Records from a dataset
PR #573, opened 2026-03-05
Extract runCompose and composeCommand helpers

cicalese:
## Summary
- Every `ComposeOrchestrator` method duplicated the same `if compose.Path != ""` branch to handle standalone compose binary vs `docker compose` subcommand
- Extracted two helpers:
  - `runCompose` — for methods using `execute.Run` (8 call sites)
  - `composeCommand` — for methods using `exec.Command` (7 call sites)
- Net -95 lines from a single file, purely mechanical refactoring

Fixes an item from #568.


yaronkoren (approved):
Wow, 95 lines removed!

PR #574, opened 2026-03-05
Extract shared stack file walking logic

cicalese:
## Summary
- `walkStackFiles` and `UpdateStackFiles` were near-identical (97-98%) in both `compose.go` and `kubernetes.go`, differing only in the embedded FS and root path
- Extracted `writeStackFiles` and `updateStackFiles` into a new `stackfiles.go` and made both orchestrators delegate to them
- Net -61 lines (removed 159, added 98 in shared file)

Fixes an item from #568.

### DIFF
--- a/internal/orchestrators/compose.go
+++ b/internal/orchestrators/compose.go
@@ -1,9 +1,7 @@
 package orchestrators
 
 import (
-	"bytes"
 	"fmt"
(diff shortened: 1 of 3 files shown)


yaronkoren (approved):
Looks like a good refactoring!

PR #576, opened 2026-03-05
Use %w instead of %s/%v for error wrapping

cicalese:
## Summary
- 13 `fmt.Errorf` calls wrapped errors with `%s` or `%v`, which discards the error chain and prevents `errors.Is`/`errors.As` from working
- Switch all to `%w` for proper error wrapping per Go conventions
- 9 files changed, purely mechanical substitution

Fixes an item from #568.


yaronkoren (approved):
Great improvement!

PR #577, opened 2026-03-05
Standardize path resolution at command entry points

cicalese:
## Summary

- Moves relative-to-absolute path resolution from 5 internal functions to the cmd/ layer where the working directory is already known
- Removes the `workingDir` parameter from `UpdateEnvFile`, `CopyWikiSettingFile`, `CopyGlobalSettingFile`, `CopyComposerFile`, and `CopyOverrideFile`
- Removes the `WorkingDir` field from `createOptions` and `AddWikiOptions` structs
- Each command resolves all file paths once at the top of `RunE` using a compact loop

## Details

Previously, relative path resolution was scattered across 5 internal functions, each independently checking `filepath.IsAbs` and joining with a `workingDir` parameter passed down from the command layer. This was inconsistent (some commands resolved paths early, others deep inside called functions) and required threading `workingDir` through option structs.

Now all file paths are resolved to absolute at the command entry point (`RunE`), and internal functions always receive absolute paths.

## Test plan

- [x] `go build ./...` passes
- [x] `go test ./...` passes
- [x] `golangci-lint run ./...` passes

Ref #568

### DIFF
--- a/cmd/add/add.go
+++ b/cmd/add/add.go
@@ -131,6 +131,13 @@ an existing database dump instead of running the installer.`,
 				fmt.Printf("Generated admin password for wiki '%s'\n", wikiID)
 			}
 
+			// Resolve relative file paths to absolute
+			for _, p := range []*string{&databasePath, &wikiSettingsPath} {
+				if *p != "" && !filepath.IsAbs(*p) {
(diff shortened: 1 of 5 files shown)


yaronkoren (approved):
Makes sense - make the paths absolute from the beginning!

PR #582, opened 2026-03-05
Replace shell-based self-update with pure Go (#581)

### LINKED ISSUE #581: Self-update fails with Permission denied for non-root users
## Problem

`canasta upgrade` fails during CLI self-update for non-root users (e.g. `mediawiki` service accounts) with a confusing error:

```
Updating CLI from v3.3.2 to v3.4.0...
-----
Checking the version...
Version 3.4.0 has already been specified; proceeding with installation.
Detected platform: linux-amd64
Downloading Canasta CLI version 3.4.0 for linux-amd64...
/tmp/canasta-download.FGR3Nn: Permission denied
Platform-specific binary not found. Trying generic binary (backward compatibility)...
/tmp/canasta-download.FGR3Nn: Permission denied
Download failed. The version you specified might not exist.
Please use '-l' or '--list' flag to see the available versions or try again.
CLI update failed: install script failed with status 1
```

The self-update calls `install.sh`, which uses `sudo wget` to download the binary to a temp file. This fails when:
- The user doesn't have `sudo` access
- `sudo` can't prompt for a password in a non-interactive context

The "Please use '-l' or '--list' flag" message is misleading in this context — the download failed due to permissions, not a missing version.

## Solution

Replace the shell-based self-update (`install.sh` + `bash` + `sudo wget`) with a pure Go implementation that downloads the binary directly via `net/http`, preserving permissions and doing an atomic rename. This eliminates dependencies on `bash`, `wget`, and `sudo`, and provides clear error messages when permissions are insufficient.

`install.sh` is kept for standalone first-time installation.

cicalese:
## Summary

- Replace `install.sh`/`bash`/`sudo wget` self-update with pure Go: download via `net/http`, then `os.Rename` or `sudo mv`
- Eliminate dependencies on `bash` and `wget` during self-update
- Use `sudo` only for the final move when the binary is in a privileged directory (e.g. `/usr/local/bin`)
- Remove `findBash()` and `installShURL` constant (no longer needed)

## Details

The self-update called `install.sh`, which used `sudo wget` to download the binary to a temp file. This failed for users without `sudo` access (e.g. `mediawiki` service accounts) with a misleading "Permission denied" / "Please use '--list' flag" error.

The new implementation:
1. Downloads the platform-specific binary via `net/http.Get` to the OS temp dir
2. Preserves permissions of the existing binary via `os.Stat`/`os.Chmod`
3. Tries `os.Rename` first (works if same filesystem and user has write access)
4. Falls back to `sudo mv` if rename fails, prompting for a password only when needed

This avoids running the entire upgrade as root (which could cause ownership problems on config files) while still supporting privileged install locations.

`install.sh` is kept for standalone first-time installation.

## Test plan

- [x] `go build ./...` passes
- [x] `go test ./...` passes
- [x] `golangci-lint run ./...` passes
- [x] Manual: build with a fake old version, run `canasta upgrade`, verify it downloads and replaces the binary
- [x] Manual: test as non-root user with binary in `/usr/local/bin` — verify sudo prompt appears only for the move

Fixes #581

### DIFF
--- a/internal/selfupdate/selfupdate.go
+++ b/internal/selfupdate/selfupdate.go
@@ -72,18 +72,9 @@ func downloadAndInstall(latestVersion, execPath string) error {
 		latestVersion, runtime.GOOS, runtime.GOARCH,
 	)
 
-	// Try to create temp file in the same directory as the target binary
-	// (same filesystem enables atomic os.Rename). Fall back to OS temp dir
-	// if the directory isn't writable — sudo mv will handle the final move.
-	dir := filepath.Dir(execPath)
-	tmpFile, err := os.CreateTemp(dir, ".canasta-update-*")
+	tmpFile, err := os.CreateTemp("", ".canasta-update-*")
 	if err != nil {
-		if os.IsPermission(err) {
-			tmpFile, err = os.CreateTemp("", ".canasta-update-*")
-		}
-		if err != nil {
-			return fmt.Errorf("failed to create temp file: %w", err)
-		}
+		return fmt.Errorf("failed to create temp file: %w", err)
 	}
 	tmpPath := tmpFile.Name()
 	defer os.Remove(tmpPath)
--- a/internal/selfupdate/selfupdate.go
+++ b/internal/selfupdate/selfupdate.go
@@ -6,6 +6,7 @@ import (
 	"io"
 	"net/http"
 	"os"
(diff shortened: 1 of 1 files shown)


yaronkoren (approved):
Pretty cool that Go has all these native commands!

PR #585, opened 2026-03-05
test: add getLatestVersion tests with httptest mock

### LINKED ISSUE #545: Add tests for selfupdate getLatestVersion
**File:** `internal/selfupdate/selfupdate.go`
**Test file:** `internal/selfupdate/selfupdate_test.go` (new)

`getLatestVersion()` queries the GitHub API for the latest release tag. This can be tested using `net/http/httptest` to serve a mock JSON response, then verifying the parsed tag name.

Test cases:
1. Valid release response — returns correct tag
2. Empty `tag_name` — returns error
3. Non-200 status code — returns error
4. Invalid JSON — returns error

The function currently uses a package-level `githubAPIURL` constant. It may need to be refactored to accept a URL parameter or use a package-level variable to make it testable with httptest.

Relates to #241

Mohammed-Thaha:
Fixes #545
Small refactor and new tests for getLatestVersion().

**What changed:**

githubAPIURL: const → var so tests can point it to a mock server
Added selfupdate_test.go with 4 tests using httptest

**Tests added:**

- Valid response → returns correct tag
- Empty tag_name → returns error
- Non-200 status → returns error
- Invalid JSON → returns error

### DIFF
--- a/internal/selfupdate/selfupdate.go
+++ b/internal/selfupdate/selfupdate.go
@@ -14,9 +14,7 @@ import (
 	"github.com/CanastaWiki/Canasta-CLI/cmd/version"
 )
 
-// githubAPIURL is a variable (not a constant) so that tests can override it
-// with a local httptest server URL.
-var githubAPIURL = "https://api.github.com/repos/CanastaWiki/Canasta-CLI/releases/latest"
+const githubAPIURL = "https://api.github.com/repos/CanastaWiki/Canasta-CLI/releases/latest"
 
 type githubRelease struct {
 	TagName string `json:"tag_name"`
@@ -134,7 +132,7 @@ func reexec(execPath string) error {
 }
 
 func getLatestVersion() (string, error) {
-	//nolint:gosec // URL is a package-level variable intentionally overridable in tests
+	//nolint:gosec // URL is a compile-time constant
 	resp, err := http.Get(githubAPIURL)
 	if err != nil {
 		return "", fmt.Errorf("failed to check for updates: %w\nPlease check your network connectivity", err)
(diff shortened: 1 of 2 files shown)


yaronkoren:
@Mohammed-Thaha - thank you for this PR! Please don't work on any more microtasks, though - we want to save the rest for other applicants.

Mohammed-Thaha:
> @Mohammed-Thaha - thank you for this PR! Please don't work on any more microtasks, though - we want to save the rest for other applicants.

Thank you for the clarification.This is my second and final beginner microtask. I won’t work on any more microtasks and will start working on my proposal

cicalese (changes requested):
Clean tests with good coverage of all code paths.

One concern: changing `githubAPIURL` from `const` to `var` weakens the production code just to make it testable. The URL should remain a constant.

Instead, extract the response parsing into a separate function and test that directly:

```go
func parseLatestVersion(body io.Reader) (string, error) {
	var release githubRelease
	if err := json.NewDecoder(body).Decode(&release); err != nil {
		return "", fmt.Errorf("failed to parse release info: %w", err)
	}
	if release.TagName == "" {
		return "", fmt.Errorf("no tag_name found in latest release")
	}
	return release.TagName, nil
}
```

Then `getLatestVersion` calls `parseLatestVersion(resp.Body)`, and tests can call `parseLatestVersion` directly with `strings.NewReader(...)` — no mock server needed, no global state mutation. The HTTP status check can stay in `getLatestVersion` since it's trivial standard library code.

Mohammed-Thaha:
> Clean tests with good coverage of all code paths.
> 
> One concern: changing `githubAPIURL` from `const` to `var` weakens the production code just to make it testable. The URL should remain a constant.
> 
> Instead, extract the response parsing into a separate function and test that directly:
> 
> ```go
> func parseLatestVersion(body io.Reader) (string, error) {
> 	var release githubRelease
> 	if err := json.NewDecoder(body).Decode(&release); err != nil {
> 		return "", fmt.Errorf("failed to parse release info: %w", err)
> 	}
> 	if release.TagName == "" {
> 		return "", fmt.Errorf("no tag_name found in latest release")
> 	}
> 	return release.TagName, nil
> }
> ```
> 
> Then `getLatestVersion` calls `parseLatestVersion(resp.Body)`, and tests can call `parseLatestVersion` directly with `strings.NewReader(...)` — no mock server needed, no global state mutation. The HTTP status check can stay in `getLatestVersion` since it's trivial standard library code.

@cicalese thanks for the review
Addressed your feedback. please take another look.

cicalese (changes requested):
Looks good — addressed all the feedback cleanly. One small thing: the `//nolint:gosec` comment on line 135 can be removed. It was only needed when `githubAPIURL` was a `var`; as a `const`, gosec doesn't flag it.

cicalese (approved):
LGTM! Thank you for your contribution!

PR #840, opened 2015-08-28
Add "In Classpaths only" checkbox on the "Open Resource" dialog

yar3333:


Gama11:
If you look at the "Files changed" tab, you'll notice you're using a different indent in some places (tabs instead of spaces).

yar3333:
OK, fixed.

TASK DETAILS.
Please transcribe the records exactly from their first line through the line holding "(7 call sites)", and leave out all others.

WRITTEN ANSWER.
PR #573, opened 2026-03-05
Extract runCompose and composeCommand helpers

cicalese:
## Summary
- Every `ComposeOrchestrator` method duplicated the same `if compose.Path != ""` branch to handle standalone compose binary vs `docker compose` subcommand
- Extracted two helpers:
  - `runCompose` — for methods using `execute.Run` (8 call sites)
  - `composeCommand` — for methods using `exec.Command` (7 call sites)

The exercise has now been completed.